How to Find a Good Attorney

How to Find a Good Attorney

   How to find a good ATTORNEY is a question on everyone's mind when in need of a lawyer. And it's difficult for an ordinary person to know how to go about it. The legal profession is just like any OTHER profession where you have good, disciplined and honest members -- as well as bad, not disciplined and dishonest ones. And in the legal profession, unfortunately, only fellow attorneys and judges know who is who. That leaves us, the ordinary people, to figure it out on our own.

When faced with a legal issue that requires lawyer's participation, the only thing worse than not having a lawyer is to have a bad one. However, the "good" and the "bad" labels are a subject to a personal judgment. Two people could share a totally opposite OPINION about one attorney who represented both of their cases. It's all based on the results that the attorney was able to obtain for them and whether the clients' EXPECTATIONS were met or not. This leads us to a conclusion that when we have a lack of resources to evaluate our prospect attorneys, we need to depend solely upon our individual judgment to pick a good attorney for our case.

On the other hand, there are ways to at least SENSE a bad attorney. Wait! Isn't it the subject of this article "How to find a good attorney"? Indeed so. In order for you to know how to find a good attorney, you need to know how to AVOID a bad one. Let's touch on some basics.
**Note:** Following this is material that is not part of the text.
PR #2196, opened 2016-05-26
Align fiware-ngsiv2-cookbook with Tour Guide Application

FiwareULPGC:
This PR aligns the fiware-ngsiv2-cookbook content with the Tour Guide Application (<https://github.com/Fiware/tutorials.TourGuide-App>)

Very simple. If you need to file for a divorce, would you call a criminal lawyer? Of course not. That's a bad lawyer for your case. On the same note, if a divorce attorney is offering to represent you in a business matter, you need to say "no". You immediately know that a good lawyer for your case would be the one who has EXPERTISE in whatever legal issue you're facing.

You somehow find a lawyer that has the expertise in your problem area and you make a contact with him or her. But, it takes that lawyer a week or two to get back to you. That attorney may not be a bad lawyer but he or she may be OVERBOOKED with other clients and does not have enough time to give to your case. That's a bad lawyer for your case. That attorney needs to immediately tell you that, because of their current work load, he or she wouldn't be able to handle your case. But if he or she doesn't tell you that, you need to immediately dismiss that attorney and look for another one who can give you the needed ATTENTION.

Here comes the bad one. It is highly unethical for a lawyer to pay a REFERRAL fee or a bonus for "leads" on new cases. Depending on state law, a referral fee sometimes may be paid to another lawyer, but it needs to be disclosed to the client. Some of the profession's "bad apples" may still engage in the practice of paying "runners" for tips on new clients. So if a stranger (or even someone that you know) seems excessively PERSISTENT that you need to see a lawyer, or just happens to have a supply of the attorney's business cards, look out! This is not the kind of person who deserves your trust. Now, let's cover some basics on ways of how to find a good attorney.

One of the best ways on how to find a good attorney is to ask someone whose opinion you TRUST; another lawyer, your accountant, banker, coworker, family friend, or business acquaintance. It's best if these people have used that attorney THEMSELVES or have a close acquaintance who has. These are the people that you trust and you know that they wouldn't refer you to a bad lawyer if they happen to know one related to your legal need.

If the above doesn't work for you, you could always call a company that is REPRESENTED by a lawyer in the right field. For an example, if you're looking for a real estate lawyer, call a title company and ask them who they use. If you need a collection lawyer, call a collection agency. And you can always ask anyone you trust, who has recently been through a lawsuit, and who is very SATISFIED with their lawyer. Even if that lawyer doesn't practice law in the right area for your case, you know that you're contacting a good lawyer. Call that lawyer and explain that you couldn't find an attorney on your own and ask him or her if they could refer you to the appropriate attorney for your case. Lawyers are the best source of information about other lawyers. And a good lawyer will always refer you to another good lawyer who could handle your case.

And last but not least, call your local or state bar ASSOCIATION and ask them to refer you to a lawyer who is in good standing with the bar. Also, always check with your state or local bar association if your prospect lawyer has ever been the subject of an ethical COMPLAINT or inquiry.

The primary considerations in selecting an attorney need to be whether you feel COMFORTABLE with the person, and if you are confident that the attorney is competent in his or her field of expertise. Make sure that you interview two or three lawyers before making a DECISION on which one to retain. Ask yourself when interviewing a lawyer: "Do I feel comfortable talking to this lawyer, and am I confident in his or her abilities?" If the answer is anything other than a definite "yes," you need to keep looking. Your case is too important to entrust to someone who does not inspire your confidence.

The author and publisher of this article have done their best to give you useful, informative and accurate information. This article does not represent nor REPLACE the legal advice you need to get from a lawyer, or other professional if the content of the article involves an issue you are facing. Laws vary from state-to-state and change from time-to-time.